Recent ARV Stockouts in India Created a Health Crisis for People Living with HIV


“ARV Is Our Lifeline. End Stockout Now,” read one sign taped to the wall of The National AIDS Control Organization (NACO) office in New Delhi, India. Protesters held a sit-in there between July 21 to August 31 to demand the government immediately restore the supply of antiretrovirals (ARVs) to people living with HIV (PLWH) nationwide. Letters and emails were sent to authorities for months, including national and international agencies, alerting them to the urgent situation and calling for action.

Members of Delhi Network of Positive People (DNP+) protesting in the NACO office.

NACO claimed that 95% of PLWH were not facing any shortages during that period, but advocates disputed the accuracy of their data and emphasized that 5% still translated to 75,000 people being turned away from HIV treatment centers empty-handed.  

In a communication sent to all State AIDS Control Societies as far back as May, NACO requested a change to existing regimens for PLWH as an interim measure to address the already growing nationwide stockout. Some were switched to different regimens as an interim measure, but without first checking an HIV viral load to check for pre-existing treatment failure or to guide future management.

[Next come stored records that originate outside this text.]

PR #1117, opened 2025-12-15
Remove change perissions on /opt/cargo

simongdavies:
This is now done in the base image


simongdavies:
This PR doesn't fix the issue, still get the error:

```
/usr/bin/tar: ../../../../../opt/cargo/bin: Cannot utime: Operation not permitted
/usr/bin/tar: ../../../../../opt/cargo/bin: Cannot change mode to rwxr-xr-x: Operation not permitted
```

Posters demanding an end to the stockout.

The stockout affected dosing as well. Instead of being given a one-month supply, they were given only enough ARVs to last a week or two, resulting in individuals coming back four or five times a month to obtain their medicines. For those taking abacavir, which was in even shorter supply, PLWH had to pay higher prices for their medicines at local pharmacies. A stockout of one particular form of the ARV dolutegravir meant that PLWH who needed it for second- and third-line therapies could not access it.

Some adults were offered pediatric formulations as a way to continue on the same ARVs, which increased the pill burden from one pill a day to 10 or more. In contrast, some children were given adult versions of lopinavir/ritonavir, because of a shortage of pediatric formulations for that ARV.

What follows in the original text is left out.